A guest post written by DAR Wong

Currency Market Observations – 8 April 2013

Fundamental Outlook

The US non-farm payroll grows less than median forecast amid concerns that the federal budget is not sustainable for recovery plan. Japan announces new stimulus injection that put yen on new devaluation trend. The European central banks remain the interest rates unchanged but will prepare to act on lower rate cut should recession spread.

The US Institute for Supply Management’s factory index slid to 51.3 from an almost two-year high of 54.2 in February. On back to back, another report by the same institution released its services index declined to 54.4 from a one-year high of 56. Market analysts reckon this could be due to effect of federal budget cut in output slowdown.

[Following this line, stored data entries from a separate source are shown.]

PR #2550, opened 2023-08-16
Refactor Spotify Metadata Cache

amCap1712:
We will soon have an Apple Music Metadata cache and a lot of the code can be shared between the two. Hence, refactoring.


amCap1712:
I have not moved the file elsewhere yet because there are no other uses yet, when we have a new use case. We can move it appropriately.

mayhem (approved):
ok on the move. Ideally we should put it into brainzutils -- its quite generic.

The weekly jobless claims filed by American workers rose 28,000 to 385,000 in the week ended 30 March, at 4-month high record. The major monthly data showed US payroll grew only 88,000 in March and made the smallest gain in past 9 months. Jobless rate fell to 7.6 percent from previous 7.7 percent.

Dow Jones stocks and bond yields declined as market showed concerns that federal budget cut is not sufficient to sustain long-term recovery. Meanwhile, trade deficit gap in February unexpectedly narrowed by 3.4 percent to USD43 billion from a revised USD44.5 billion in January, due to higher oil exports.

The Japan’s quarterly Tankan report for large manufacturers was at minus 8 in March, higher than minus 12 in previous quarter ended December. However, Bank of Japan (BOJ) policymakers vow to end the deflation and aim at 2 percent inflation for recovery.

On Thursday, BOJ announced the stimulus of putting up monthly JPY7 trillion (USD72 billion) in bond purchases to revive the ailing economy. Yen devalued and lifted the Asia stocks. The stepping plan of BOJ governor Haruhiko Kuroda in following the bold “new-money salvation” after the US FED, European Central Bank (ECB) and the Bank of England (BOE) are fully aligned to open global monetary floodgate in coming months.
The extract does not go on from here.